● Task input:
+-------+

PR #1176, opened 2015-07-17
Promote unique-kmers.py to scripts

luizirber:
There weren't any tests for the `unique-kmers.py` script. Since I was adding tests, why not promote it from sandbox?

I think this can be merged before khmer 2.0, but it needs some work. The output is a bit wonky, sometimes there is output being sent to stdout that would be better in stderr.

(There were two bugs: a missing import for `write_record`, and using `to_print` before it was initialized.

PR #1177, opened 2015-07-17
Streaming unique-kmers.py using consume_fasta

luizirber:
Revert `unique-kmers.py` changes and use consume_fasta again. Needed to write a `write_record` equivalent in C++ for this, currently living in `lib/HLLCounter.cc`, but should probably go in `lib/read_parsers.cc`?

(don't merge this before #1176 )


luizirber:
Reopened as #1204

Issue #1805, opened 2017-10-23
performance regression in Python call to `traverse_linear_path`


ctb:
I put some time and effort into tracking down an apparent slowdown in cDBG construction; it appears to be within this function, https://github.com/dib-lab/khmer/blob/master/khmer/_oxli/graphs.pyx#L489 - could be beneath it, not sure yet.

I see a factor of 5-10x slowdown when using this for spacegraphcats.

@camillescott et al could the `cdef set` stuff be causing lots of C <-> Python copying?

ctb:
Note: there is no difference in the underlying function in `src/oxli/hashgraph.cc` which makes me suspect it is in the Cython wrapper.

PR #1808, opened 2017-10-24
[MRG] Some performance hacks and minor fixes on graph interface

### LINKED ISSUE #1806: graph.neighbors() returns strings in latest master
...instead of hashes.

ctb:
Some spotty patches to keep objects from being evaluated or converted prematurely; fixes a major performance regression noted in spacegraphcats (#1805).

* make graph.neighbors(...) return Kmers;
* traverse_linear_path now returns HashSets rather than sets;
* HashSet __contains__ now uses std::set::find instead of full enumeration;

Fixes #1806 #1805 #1807.

- [x] Is it mergeable?
  `scripts/` is it tested?
  formatted?
  for more details.
  changes were made?
  tested for streaming IO?)

### DIFF
--- a/khmer/_oxli/graphs.pyx
+++ b/khmer/_oxli/graphs.pyx
@@ -439,7 +439,7 @@ cdef class Hashgraph(Hashtable):
     def neighbors(self, object kmer):
         '''Get a list of neighbor nodes for this k-mer.'''
         cdef Traverser traverser = Traverser(self)
-        return [str(n) for n in traverser._neighbors(self._build_kmer(kmer))]
+        return list(traverser._neighbors(self._build_kmer(kmer)))
 
     def calc_connected_graph_size(self, object kmer, max_size=0,
                                   break_on_circumference=False):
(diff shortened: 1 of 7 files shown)


ctb:
OK, I think this is ready for review @luizirber @camillescott @betatim @standage . The extra uncovered line(s) are only in reporting/output.

khmer/_oxli/graphs.pyx
```diff
@@ -439,7 +439,7 @@ cdef class Hashgraph(Hashtable):
     def neighbors(self, object kmer):
         '''Get a list of neighbor nodes for this k-mer.'''
         cdef Traverser traverser = Traverser(self)
-        return [str(n) for n in traverser._neighbors(self._build_kmer(kmer))]
+        return list(traverser._neighbors(self._build_kmer(kmer)))
```
camillescott: I've been trying to push patterns like this toward iterator interfaces with the Cython stuff. Not a deal breaker, but something to consider.

src/oxli/hashgraph.cc
```diff
@@ -828,14 +828,16 @@ const
     while(!kmers.done()) {
         n++;
         if (n % 10000 == 0) {
-            std::cout << "... find_high_degree_nodes: " << n << "\n";
-            std::cout << std::flush;
+            std::cout << "\r... find_high_degree_nodes: " << n;
         }
         Kmer kmer = kmers.next();
         if ((traverser.degree(kmer)) > 2) {
```
camillescott: So, depending on how we want to define a cDBG, this could introduce a bug. Consider:
```
(HDN)--->(neighbor_A)---...
     \-->(neighbor_C)---...
```
This is a degree 2 node, but it should probably be counted as a HDN in the context of a cDBG (in the context of my streaming compactor, I'm counting it as one).

Maybe this deserves its own issue/thread. Thoughts?

khmer/_oxli/graphs.pyx
ctb: hey maaan I'm just riffing off your code :).

yes, on board with that.

ctb:
thankee @camillescott !

src/oxli/hashgraph.cc
ctb: Yep! Punting to issue #1809.

Issue #1810, opened 2017-10-27
pip install not compiling correctly


arivers:
I installed khmer via pip a few weeks ago without any problem but when I try today I get the error:
 
```
 gcc -pthread -Wsign-compare -DNDEBUG -g -fwrapv -O3 -Wall -Wstrict-prototypes -fPIC -DVERSION=2.1 -DSEQAN_HAS_BZIP2=1 -DSEQAN_HAS_ZLIB=1 -UNO_UNIQUE_RC -Ilib -Ithird-party/zlib -Ithird-party/bzip2 -Ithird-party/seqan/core/include -Ithird-party/smhasher -I/home/adam.rivers/.conda/envs/vicaenv/include/python3.5m -c khmer/_khmer.cc -o build/temp.linux-x86_64-3.5/khmer/_khmer.o -O3 -std=c++11 -pedantic -fopenmp
  cc1plus: warning: command line option "-Wstrict-prototypes" is valid for Ada/C/ObjC but not for C++
  cc1plus: error: unrecognized command line option "-std=c++11"
  error: command 'gcc' failed with exit status 1
```

I'm using gcc (GCC) 4.4.7 20120313 (Red Hat 4.4.7-16) on centos-release-6-7.el6.centos.12.3.x86_64

ctb:
Hi @arivers your message got truncated!

arivers:
Khmer 2.1.1 does compile with pip when using clang (clang-800.0.42.1) on OSX 10.13.

arivers:
Hi Titus,

I edited my original post to add additional information about the compilation error. Let me know if  you need anything more.

ctb:
thank you!

betatim:
[...]

PR #1811, opened 2017-11-01
[MRG] Mention C++11 requirement

betatim:
In response to #1810. Make a more prominent mention of C++11 and what that means in terms of compiler version.

- [x] Is it mergeable?

### DIFF
--- a/doc/user/install.rst
+++ b/doc/user/install.rst
@@ -40,8 +40,8 @@
 Installing and running khmer
 ============================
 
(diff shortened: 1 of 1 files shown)


standage:
Daheck is going on with Docker and our Travis builds?!?!

betatim:
I think it is trying to tell us "something timed out", at least on other repos where we use docker that seems to be a thing at the moment. I restarted the builds, if that doesn't fix it I'll actually think about the error ;)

+-------+

● Problem:
Determine how many lines in the data include "instead", and let the answer be that number alone.

● Exercise response:
2